Nun ist auch US-Außenminister Powell auf diese Linie eingeschwenkt indem er vor dem Kongress deutlich machte, dass nichts mehr Saddam Hussein retten könnte, egal was er auch tun würde. Dabei bezog sich Powell auf das jüngste Angebot Saddam Husseins an die UNO zur Wiederaufnahme des Dialogs ohne Vorbedingungen. Vor dem US-Kongress reagierte Powell kühl auf dieses Angebot und forderte statt dessen ultimativ die Rückkehr der UN-Waffeninspektoren in den Irak, die Washington 1998 selbst aus dem Irak hinaus beordert hatte, um mit seinen Bombardements zu beginnen. Während Powell dem UN-Generalsekretär Annan nun die Weisung erteilte, dass die Diskussion mit dem Irak "sehr kurz" sein müsste, sprach ominös von "den schlimmsten Optionen, die man sich vorstellen kann", ohne jedoch nähere Details der amerikanischen Kriegspläne gegen Irak preiszugeben. Präsident Bush ziehe nur alle Möglichkeiten in Betracht.

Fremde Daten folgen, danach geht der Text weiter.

PR #211, opened 2019-11-19
Add End Screen and Quiz (generic)

narendrasss:


templates/vue/src/components/lightbox/quiz/QuizScreen.vue
```diff
@@ -0,0 +1,166 @@
...
+    </footer>
+  </div>
+</template>
+
+<script>
+import { mapActions } from "vuex"
+import Question from "./Question"
+import Loading from "../../Loading"
+import Helpers from "../../../utils/Helpers"
+import BackgroundImg from "../../../assets/11-18-QuestionScreen.png"
```
wynnset: Shouldn't this be removed?

narendrasss: Thanks, fixed.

Unterdessen berichtete CIA-Chef Tenet vor dem Kongresses, dass man in über 60 Ländern fast 1.000 Al Kaida Mitglieder fest genommen habe. Zugleich warnte er, dass das Terror-Netzwerk weiterhin dazu fähig sei, tödliche Großangriffe gegen die Vereinigten Staaten zu planen und durchzuführen. "Ich kann nur unterstreichen, Al Kaida ist noch nicht vernichtet", so Tenet. Damit ließen sich jedoch nicht alle Senatoren ins Bockshorn jagen. Wegen der schlechten Aufklärungsarbeit der CIA im Vorfeld der Anschläge kam Tenet unter heftigen Beschuss, so z.B. vom stellv. Vorsitzende des Geheimdienstausschusses, Senator Richard. Auch Sen. Pat Roberts wunderte sich, wieso es dem "amerikanischen Taliban" John Walker Lindh, der zur Zeit vor einem amerikanischen Gericht steht, gelungen war, in Afghanistan von den Taliban ausgebildet zu werden und sogar bin Laden persönlich zu treffen, während die CIA offensichtlich nicht im Stande gewesen sei, die Terrororganisation zu infiltrieren. Auf diese Weise in die Enge getrieben deutetet CIA-Chef Tenet zur großen Überraschung an, dass es der CIA sehr wohl gelungen sei, in das Al-Kaida Netzwerk einzudringen, was anschließend nochmals von einem Mitarbeiter Tenets bestätigt wurde.

Am Rande des zur gleichen Zeit statt findenden Weltwirtschaftsforums in New York ging NATO-Generalsekretär Robertson auf Distanz und erklärte, dass das Bündnis die USA bei der Ausweitung des Krieges gegen Irak nicht automatisch unterstützen würde. Er forderte die USA dazu auf, "überzeugende Beweise" dafür vorzulegen, dass "es eine Verbindung zwischen diesen Ländern (der Achse des Bösen, Irak, Iran und Nord Korea) und dem Angriff (auf das World Trade Center) gibt". Deutlicher als der NATO-Generalsekretär drückte sich der russische Premierminister Michail Kasjanow aus. Zum Abschluss seiner Unterredungen mit dem US-Präsidenten forderte er Montag letzte Woche bei einer Pressekonferenz vor dem Weißen Haus in Washington George Bush auf, keinen "eingebildeten Gefahren" nachzujagen".